■キッド (1921)エドナが仲裁に現れる。「人もし汝の右の頬を打たば左をも向けよ」と諭された兄貴、チャーリーに左の頬を差し出す。そんな騒ぎのあとで、キッドが病気であることが判明する。駆けつけた医師に「君がこの子の父親かね?」と訊かれ、チャーリーは例の手紙を見せる。「しかるべき処置を取ろう」と医師。
■キッド The Kid (1921)
監督:チャールズ・チャップリン
出演:チャールズ・チャップリン、エドナ・パーヴィアンス、ジャッキー・クーガン、カール・ミラー
■チャールズ・チャップリン Charles Chaplin1889年、ロンドンで生まれる。本名チャールズ・スペンサー・チャップリン・ジュニア。父チャールズと母ハンナ・ヒルは、ともにミュージックホールの芸人であった。5歳のとき、母が舞台を病欠したために初舞台を踏む。間もなく、父は飲酒が原因で急逝。母は貧困のために発狂し、病院へ収容される。チャールズ・ジュニアは、4歳上の異父兄シドニーとともに孤児院を転々とする。1908年、兄が所属していたフレード・カーノ一座に入座する。このときの座員には、のちにローレル&ハーディのコンビで有名になるスタン・ローレルもいた。

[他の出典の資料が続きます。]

Issue #2254, opened 2023-03-30
Cache docker manifests


rossjones:
The compute node will often ask docker registries for information about specific images, in order to determine what platforms that image is available for.  We rely on the docker client to do this for us, using information we provide. Unfortunately, some registries, notably the default docker registry, implement rate limiting reducing the number of calls that can be made in any 24 hour period. This has been a recent problem as we make more requests, we hit the rate limit more often.

We should implement a cache, storing the results of reading image manifests. This will dramatically reduce the number of times we get near to our rate limit. For each `image:tag` (or `user/image:tag` or `server/user/image:tag`) we would expect one single JSON file, but we would have to implement rules to vary how long the cached item should live in the cache. These are:

* 1 hour for untagged images, or images using the latest tag.  This will minimise the impact on our hourly rate limit, and still provide flexibility for users that have a workflow using `latest`
* 1 day if the image has a tag. Although tags can change over time, they do so only rarely.
* Permanently if the image is specified using a digest as that is immutable. We may want to implement an expiry time if it is not used for a noticeable period of time. 

Optional: Although these lifetimes are reasonable, we may want to provide a mechanism to clear the cache (either entirely, for a specific name (server/user/image:tag), or for old/unused manifests).  

Whilst it seems sensible to implement a cache per compute node, it is entirely possible to run more than one compute node on a machine, and therefore a shared cache seems more efficient.  

Implementation tbd, but either a filesystem based cache, or a shared sqlite DB, may work depending on preference for pain-points.  

- File-based cache can be atomic within the same filesystem, but there is limited metadata available, and there's a fair chance that `atime` may be disabled making last access time more difficult to ascertain.
- A shared sqlite database may appear more flexible in recording metadata, and multiple readers is fine, but a writer much obtain an exclusive lock on the entire database and must wait for shared locked to be complete.

frrist:
I want to flag that the description has the potential to clash with https://github.com/bacalhau-project/bacalhau/issues/2255 (recent comments in #2255 came from conversation in https://github.com/bacalhau-project/bacalhau/issues/2351). 

### latest and versioned tags
[...]

PR #2410, opened 2023-04-25
Resolve docker digests from supplied image ids

rossjones:
Provides a utility to translate a docker image identifier (repo/org/name:tag) to a docker image digest (repo/org/name@hash). As this requires an API call to the docker instance running locally (which may then call to a remote repository) thie map from the original identifier to the digest version is maintained in a small local cache.  

Currently the caching rules for how long the map from identifier->digest should live follows those described in https://github.com/bacalhau-project/bacalhau/issues/2254, but we may want to reduce the the no-tag/latest cache to avoid caching no-tag images too long if the user is in a dev-test-push cycle of getting the image up to date. 

### TODO

* Get agreement that this should be used in requester as a job spec transformer to update the docker image (iff docker is available on the requester)


pkg/docker/image_resolver.go
```diff
@@ -0,0 +1,42 @@
...
+
+// ResolveImageID will take the provided image identifier and a resolver,
+// and attempt to provide a version of the image id containing the digest
+// instead.
+func ResolveImageID(ctx context.Context, i ImageID, resolver imageResolverFunc) (ImageID, error) {
+	if i.HasDigest() {
+		return i, nil
+	}
+
+	// TODO: Look up i.String() in cache to see if we already have a digest for it
```
frrist, line 22: We'll need to do this carefully, right? If the `ImageID` contains the `latest` tag we'll want to avoid caching it, correct? (Mostly asking to clarify my understanding of the code)

pkg/docker/image_id.go
```diff
@@ -0,0 +1,90 @@
...
+	repository string
+
+	// e.g. ubuntu or organisation/ubuntu or organisation/user/ubuntu
+	name string
+
+	// e.g. latest or kinetic or @sha256:digest-string
+	tag ImageTag
+}
+
+func NewImageID(imageID string) ImageID {
```
frrist, line 52: Not implying I think this is wrong or anything, but would it be possible to re-use the existing docker code for parsing this information? e.g. https://github.com/moby/moby/blob/master/vendor/github.com/docker/distribution/reference/reference.go#L65

rossjones: Oh yeah, that'd make life a bit easier. We already have it as an indirect dependency of docker/docker so won't introduce any more dependencies.  I'll take a look at doing that.

pkg/docker/image_resolver.go
rossjones: It's really just a marker for me to remind me where to do the lookup when I get to https://github.com/bacalhau-project/bacalhau/issues/2254  - this suggests caching the digest/manifest for ~1 hour for latest/no-tag but that might affect users who are in a dev/push/test cycle with untagged images, so may need more thought.

pkg/docker/image_resolver.go
```diff
@@ -0,0 +1,42 @@
...
+	"github.com/bacalhau-project/bacalhau/pkg/config"
+	"github.com/rs/zerolog/log"
+)
+
+type imageResolverFunc func(context.Context, string, config.DockerCredentials) (*ImageManifest, error)
+
+// ResolveImageID will take the provided image identifier and a resolver,
+// and attempt to provide a version of the image id containing the digest
+// instead.
+func ResolveImageID(ctx context.Context, img ImageID, resolver imageResolverFunc) (ImageID, error) {
```
simonwo, line 17: Where is this used??

pkg/docker/docker.go
```diff
@@ -241,6 +242,65 @@ func (c *Client) SupportedPlatforms(ctx context.Context) ([]v1.Platform, error)
...
+//	  }
+//
+// This is the image that will finally be installed.
+func (c *Client) ImageDistribution(ctx context.Context, image string, dockerCreds config.DockerCredentials) (*ImageManifest, error) {
+	authToken := getAuthToken(ctx, image, dockerCreds)
+
+	dist, err := c.DistributionInspect(ctx, image, authToken)
+	if err != nil {
+		return nil, err
+	}
```
simonwo, line 295: There is some local changes @olgibbons has which also adds checking the local image cache at this step – probably worth doing if the image is not in our (memory) cache.

pkg/docker/image_resolver.go
rossjones: Nowhere yet.

pkg/docker/image_id.go
rossjones: Followed this advice, found a bug in my parsing so definitely a good move.  The interface is kind of ugly so I haven't let it leak outside the ImageID module as we really just want to be able to pick apart sections of the image id, and it seems unnecessary to require knowledge of how to cast the docker module type to various subtypes.

frrist (approved):

pkg/requester/jobtransform/docker_image_digest.go
```diff
@@ -0,0 +1,48 @@
...
+	"context"
+
+	"github.com/bacalhau-project/bacalhau/pkg/docker"
+	"github.com/bacalhau-project/bacalhau/pkg/model"
+	"github.com/rs/zerolog/log"
+)
+
+func DockerImageDigest() Transformer {
+	client, err := docker.NewDockerClient()
+	if err != nil || !client.IsInstalled(context.Background()) {
```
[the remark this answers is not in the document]
rossjones: Oops, missed that.

pkg/cache/cache.go
```diff
@@ -21,8 +28,8 @@ type CacheItem[T any] struct {
 	expiresAt int64
 }
 
-func NewCache[T any](options CacheOptions) (*Cache[T], error) {
-	c := &Cache[T]{
+func NewBasicCache[T any](options CacheOptions) (*BasicCache[T], error) {
```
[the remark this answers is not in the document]
rossjones: I've made these changes (and a couple of others) in https://github.com/bacalhau-project/bacalhau/pull/2448 (after cherry-picking from this PR) so that I can keep this PR focused on non-cache changes, and have sent a review request if you have time.

pkg/requester/jobtransform/docker_image_digest.go
```diff
@@ -0,0 +1,46 @@
...
+)
+
+func DockerImageDigest() Transformer {
+	return func(ctx context.Context, j *model.Job) (modified bool, err error) {
+		client, err := docker.NewDockerClient()
+		if err != nil || !client.IsInstalled(ctx) {
+			// Return a noop if docker is not installed as it means we
+			// won't be able to find digests for images in the requester
+			return false, nil
+		}
```
simonwo, line 18: Is it worth doing this stuff up front and forming a closure over the client? The `IsInstalled` check makes a req against the Docker daemon – is it bad to do this in the job submission hot path?

pkg/requester/jobtransform/docker_image_digest.go
```diff
@@ -0,0 +1,46 @@
...
+		image, err := docker.NewImageID(j.Spec.Docker.Image)
+		if err != nil {
+			return false, nil
+		}
+
+		resolver := docker.NewImageResolver(image)
+		err = resolver.Resolve(ctx, client.ImageDistribution, docker.DockerTagCache)
+		if err != nil {
+			log.Ctx(ctx).Debug().
+				Str("Image", image.String()).
```
simonwo, line 33: You can use `Stringer` here to log an item with a String method, the advantage being that is the String method is expensive it won't be called unless the log message will actually be sent. May not be relevant here depending on the String method, but I thought it's worth mentioning for the future.

pkg/docker/image_id.go
```diff
@@ -0,0 +1,104 @@
...
+		return nil, err
+	}
+
+	if named, ok := repo.(reference.Named); ok {
+		id.repository = reference.Domain(named)
+		id.name = reference.Path(named)
+	}
+
+	if digested, ok := repo.(reference.Digested); ok {
+		digest := fmt.Sprintf("sha256:%s", digested.Digest().Encoded())
```
simonwo, line 82: It's not always guaranteed to be `sha256` right? Can we call `Digest().Algorithm()` for this?

pkg/docker/docker.go
```diff
@@ -241,6 +241,93 @@ func (c *Client) SupportedPlatforms(ctx context.Context) ([]v1.Platform, error)
...
+	// return those details, but only if the caller did not set forceRemote
+	if !forceRemote {
+		info, _, err := c.ImageInspectWithRaw(ctx, image)
+		if err == nil {
+			repos := info.RepoDigests
+			if len(repos) >= 1 {
+				// We only want the digest part of the name, otherwise we would have
+				// to go through supporting two different values in the returned
+				// ImageManifest (fully qualified IDs and also just digests)
+				digestParts := strings.Split(repos[0], ":")
```
simonwo, line 302: Would it be safer to use `digest.Digest(repos[0]).Encoded()` here?

Or even, shouldn't the `digest` field be a full `Digest` including the algorithm?

pkg/docker/docker.go
```diff
@@ -241,6 +241,93 @@ func (c *Client) SupportedPlatforms(ctx context.Context) ([]v1.Platform, error)
...
+//	  }
+//
+// This is the image that will finally be installed.
+func (c *Client) ImageDistribution(
+	ctx context.Context, image string,
+	forceRemote bool, creds config.DockerCredentials,
+) (*ImageManifest, error) {
+	// Check the local repository first to see if we already have this image and if so,
+	// return those details, but only if the caller did not set forceRemote
+	if !forceRemote {
```
simonwo, line 294: I can only see one place this function is used, and we don't set `forceRemote`. So is this bool necessary? Does this mean calls to this method always rely on a cached value if one exists, regardless of the cached time?

Perhaps I could do with a comment explaining the overall flow here – i.e. when does the image resolver and it's cache come into play, and how does that cache interact with this (implicit) one?

Do we also need to update our use of `ImagePlatforms` used by the bidding strategy to use the caches? https://github.com/bacalhau-project/bacalhau/blob/8d752fcef94c2048dbdf4d3bcfa77cfa0d445a09/pkg/docker/docker.go#L213

pkg/requester/jobtransform/docker_image_digest.go
rossjones: It was originally like that, but there was no context available and it got called out in earlier review.  Happy to move it back into the outer function so we can close over it instead (and return a nop function earlier) - but we will have to add a pointless context as there isn't one available in the caller and I don't want to pointlessly add contexts everywhere.

pkg/requester/jobtransform/docker_image_digest.go
rossjones: TIL, thanks!

pkg/docker/image_id.go
rossjones: Yup, you're right, it does support others but 256 is the canonical one, have changed.

pkg/docker/docker.go
rossjones: forceRemote was just a useful tool for manual testing of remote requests, will remove and update with a comment explaining how the flow works in the resolver. 

>Do we also need to update our use of ImagePlatforms used by the bidding strategy to use the caches? 
No, this is done in the compute node isn't it? The code in the PR is in the requester.

pkg/docker/types.go
```diff
@@ -0,0 +1,16 @@
...
+
+	"github.com/bacalhau-project/bacalhau/pkg/config"
+	v1 "github.com/opencontainers/image-spec/specs-go/v1"
+)
+
+type imageResolverFunc func(context.Context, string, config.DockerCredentials) (*ImageManifest, error)
+
+type ImageManifest struct {
+	// We only ever expect the digest to be the `algorithm:hash`
+	digest    string
```
simonwo, line 14: Final thought, are there any type strength advantages to using `Digest` object here?

pkg/util/env_var.go
```diff
@@ -0,0 +1,17 @@
+package util
+
+import "os"
+
+type EnvParserFunc[T any] func(string) (T, error)
+
+func GetEnvAs[T any](envVar string, deflt T, parser EnvParserFunc[T]) T {
```
simonwo, line 7: Much needed 👍🏻

simonwo (approved):

pkg/docker/docker.go
rossjones: Have switched to using digest.Part, but each repo here is the full image name with a digest - so we still don't want the image name.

1910年、一座ともに渡米。アメリカ各地を巡演するうちに、その舞台がマック・セネットの目にとまり、1913年、キーストン社と契約を結ぶ。映画デビュー作は翌14年の「成功争ひ」 Making a Living。山高帽にチョビ髭、だぶだぶのズボンにドタ靴という、あのトレードマークともいえる扮装は同14年、2作目の「ヴェニスの子供自動車競走」 Kid Auto Race in Venice の撮影の際に、その場の思いつきで身に着けたものであった。1915年にはエッサネイ社、16年にはミューチュアル社、17年にはファースト・ナショナル社と移籍を繰り返しながらも数々の優れた短編映画を世に送り出し、人気は不動のものとなる。
1919年、ダグラス・フェアバンクス、メアリー・ピックフォード、D・W・グリフィスの3人の映画人とともにユナイテッド・アーティスツ社を設立〈写真)。これは大手映画会社の制約に縛られずに、自由に映画を製作し配給しようという、文字通り「芸術家連合」の理想を高く掲げた会社であった。 チャップリンは、ここで記念碑的シリアスドラマ「巴里の女性」 A Woman of Paris (1923)、そして最高傑作「黄金狂時代」 The Gold Rush (1925) を作り上げた。その後、現代社会を痛烈に風刺した「モダン・タイムス」 Modern Times (1936)、「独裁者」 The Great Dictator (1940)、「殺人狂時代」 Monsieur Verdoux (1947) を発表。いずれも映画史に残る名作となる。しかし、当時の米右派陣営からは快く迎えられず、しばしば「容共的である」との批判を受けた。そして、ついに 1952年、『ライムライト』 Limelight のプレミア上映のためにイギリスへと向かう船上で、非米活動調査委員会からの召喚命令を受け、やむを得ずアメリカへの再入国許可を返上、スイスへの移住を決める。晩年はレマン湖畔ヴェヴェーで、4人目の妻ウーナと子供たちに囲まれ悠々自適の生活を送っている。1977年、死去。